Mit dem Antrag auf Eröffnung des Insolvenzverfahrens verband sich die Hoffnung auf eine geordnete rechtliche Klärung der wirtschaftlichen Lage. Diese Perspektive blieb jedoch verwehrt. Mit Beschluss vom 02. Februar 2026 hat das Amtsgericht Charlottenburg den Antrag mangels Masse abgewiesen. Das Gericht stellte damit fest, dass kein ausreichendes Vermögen vorhanden ist, um auch nur die Kosten eines Insolvenzverfahrens zu decken.
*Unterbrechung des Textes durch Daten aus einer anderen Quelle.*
PR #181, opened 2018-04-28
Prevent double telemetry if DiagnosticSourceTelemetryModule is initialized twice

pharring:
Prevent double telemetry if DiagnosticSourceTelemetryModule is initialied twice.

Fixes https://github.com/Microsoft/ApplicationInsights-aspnetcore/issues/653

### DIFF
--- a/src/DiagnosticSourceListener/DiagnosticSourceTelemetryModule.cs
+++ b/src/DiagnosticSourceListener/DiagnosticSourceTelemetryModule.cs
@@ -9,6 +9,7 @@ namespace Microsoft.ApplicationInsights.DiagnosticSourceListener
     using System;
     using System.Collections.Generic;
     using System.Diagnostics;
+    using System.Threading;
     using Microsoft.ApplicationInsights.Extensibility;
     using Microsoft.ApplicationInsights.Extensibility.Implementation;
     using Microsoft.ApplicationInsights.Implementation;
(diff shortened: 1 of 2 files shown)


src/DiagnosticSourceListener/DiagnosticSourceTelemetryModule.cs
```diff
@@ -38,9 +38,16 @@ public void Initialize(TelemetryConfiguration configuration)
...
-            this.client = new TelemetryClient(configuration);
-            this.client.Context.GetInternalContext().SdkVersion = SdkVersionUtils.GetSdkVersion("dsl:");
-            this.allDiagnosticListenersSubscription = DiagnosticListener.AllListeners.Subscribe(this);
+            var telemetryClient = new TelemetryClient(configuration);
+            telemetryClient.Context.GetInternalContext().SdkVersion = SdkVersionUtils.GetSdkVersion("dsl:");
+
+            this.client = telemetryClient;
+
+            // Protect against multiple subscriptions if Initialize is called twice
+            if (this.allDiagnosticListenersSubscription == null)
```
SergeyKanzhelev: should it be locked like here: https://github.com/Microsoft/ApplicationInsights-dotnet-server/blob/8645f55e16284a8468c40bc34c2ca7091e92b547/Src/DependencyCollector/Shared/DependencyTrackingTelemetryModule.cs#L121-L126

pharring: OK. Uses CAS now.

PR #162, opened 2018-03-08
add fxcop analyzer

MS-TimothyMothra:
Add the FxCop Analyzer to Non-Test projects.

This analyzer identifies **SEVERAL** compiler errors. 
If you're bored one afternoon, feel free to pull this branch and fix a couple! :)

dreamwork

PR #182, opened 2018-04-29
Fix FxCop violations

pharring:
CA1307 Use StringComparison.Ordinal for StartsWith
CA1063 Seal classes with trivial Dispose methods
CA1305 Use InvariantCulture for ToString and string.Format
CA1309 Use ordinal comparison
CA1507 Use nameof
CA1801 Review unused parameters
CA1823 Remove unused fields
CA1825 Avoid zero length array allocations
CA2007 Call ConfigureAwait


pharring:
See #162 
This isn't all of them, but it's a good chunk.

Die Entscheidung macht die Tiefe der wirtschaftlichen Krise des Unternehmens deutlich. Wo selbst die finanziellen Mittel für ein gerichtliches Verfahren fehlen, ist die wirtschaftliche Substanz vollständig aufgebraucht. Mit der Abweisung endet der Weg durch das Insolvenzrecht bereits an seinem Anfang.
Gegen den Beschluss kann innerhalb von zwei Wochen die sofortige Beschwerde beim Amtsgericht Charlottenburg eingelegt werden. Ungeachtet dieser formalen Möglichkeit markiert die Entscheidung vom 02. Februar 2026 einen endgültigen Einschnitt und faktisch das Ende der unternehmerischen Tätigkeit der Stordeur + Rankewitz GmbH.